▸ **EXERCISE MATERIALS**
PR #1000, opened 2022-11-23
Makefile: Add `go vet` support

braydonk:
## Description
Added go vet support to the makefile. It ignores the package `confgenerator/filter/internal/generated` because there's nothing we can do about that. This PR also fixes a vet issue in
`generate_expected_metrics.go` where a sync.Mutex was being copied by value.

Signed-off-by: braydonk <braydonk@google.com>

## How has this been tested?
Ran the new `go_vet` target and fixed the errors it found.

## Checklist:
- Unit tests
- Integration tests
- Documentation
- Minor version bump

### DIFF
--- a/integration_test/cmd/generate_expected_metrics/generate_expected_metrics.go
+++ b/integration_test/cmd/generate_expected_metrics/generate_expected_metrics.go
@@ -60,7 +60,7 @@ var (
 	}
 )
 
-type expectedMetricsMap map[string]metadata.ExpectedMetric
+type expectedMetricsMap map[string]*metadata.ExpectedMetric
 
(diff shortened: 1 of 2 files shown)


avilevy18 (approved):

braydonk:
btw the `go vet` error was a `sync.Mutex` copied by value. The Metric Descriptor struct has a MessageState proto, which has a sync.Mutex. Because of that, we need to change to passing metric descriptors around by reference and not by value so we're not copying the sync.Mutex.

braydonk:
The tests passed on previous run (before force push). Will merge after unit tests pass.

--

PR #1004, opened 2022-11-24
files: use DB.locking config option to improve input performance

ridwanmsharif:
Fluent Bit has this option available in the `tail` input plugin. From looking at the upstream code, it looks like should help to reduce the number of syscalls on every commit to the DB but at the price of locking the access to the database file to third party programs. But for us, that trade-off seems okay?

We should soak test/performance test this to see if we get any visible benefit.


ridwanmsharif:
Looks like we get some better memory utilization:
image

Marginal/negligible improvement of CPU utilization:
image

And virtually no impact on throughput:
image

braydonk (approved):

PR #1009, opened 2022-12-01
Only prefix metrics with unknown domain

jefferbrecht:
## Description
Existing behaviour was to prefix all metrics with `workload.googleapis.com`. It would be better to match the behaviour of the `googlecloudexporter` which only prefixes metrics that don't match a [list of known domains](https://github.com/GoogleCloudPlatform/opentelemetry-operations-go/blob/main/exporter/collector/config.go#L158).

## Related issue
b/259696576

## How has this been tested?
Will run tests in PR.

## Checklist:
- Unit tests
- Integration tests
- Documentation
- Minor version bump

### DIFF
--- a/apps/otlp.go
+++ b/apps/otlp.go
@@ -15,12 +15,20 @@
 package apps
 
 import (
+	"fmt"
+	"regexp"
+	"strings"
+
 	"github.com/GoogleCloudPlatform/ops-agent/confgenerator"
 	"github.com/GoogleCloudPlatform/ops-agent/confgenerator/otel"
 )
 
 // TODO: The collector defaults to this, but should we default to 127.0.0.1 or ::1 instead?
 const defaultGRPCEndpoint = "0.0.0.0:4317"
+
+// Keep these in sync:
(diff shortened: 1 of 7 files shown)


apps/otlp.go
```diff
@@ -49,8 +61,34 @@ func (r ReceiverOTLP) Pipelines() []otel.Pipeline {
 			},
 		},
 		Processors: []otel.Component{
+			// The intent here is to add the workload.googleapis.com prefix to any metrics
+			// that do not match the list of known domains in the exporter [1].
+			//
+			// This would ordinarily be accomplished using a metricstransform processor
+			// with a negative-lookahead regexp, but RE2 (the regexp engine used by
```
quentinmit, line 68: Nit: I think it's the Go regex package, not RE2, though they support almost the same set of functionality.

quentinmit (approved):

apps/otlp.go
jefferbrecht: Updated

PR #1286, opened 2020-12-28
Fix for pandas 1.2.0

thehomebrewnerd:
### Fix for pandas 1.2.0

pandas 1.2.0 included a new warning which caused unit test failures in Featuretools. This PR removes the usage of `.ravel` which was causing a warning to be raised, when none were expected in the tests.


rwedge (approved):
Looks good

==

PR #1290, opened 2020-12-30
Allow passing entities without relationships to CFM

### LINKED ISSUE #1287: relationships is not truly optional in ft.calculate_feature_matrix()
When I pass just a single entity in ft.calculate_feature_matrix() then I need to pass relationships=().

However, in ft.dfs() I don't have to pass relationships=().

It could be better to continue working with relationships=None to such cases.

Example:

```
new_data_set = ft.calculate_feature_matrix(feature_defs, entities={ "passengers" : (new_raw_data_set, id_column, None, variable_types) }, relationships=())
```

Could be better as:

▸ **ASSIGNMENT**
Which lines above include the word "domains"? Return each one.

▸ **RESULT FOR THIS TASK**
Existing behaviour was to prefix all metrics with `workload.googleapis.com`. It would be better to match the behaviour of the `googlecloudexporter` which only prefixes metrics that don't match a [list of known domains](https://github.com/GoogleCloudPlatform/opentelemetry-operations-go/blob/main/exporter/collector/config.go#L158).
+			// that do not match the list of known domains in the exporter [1].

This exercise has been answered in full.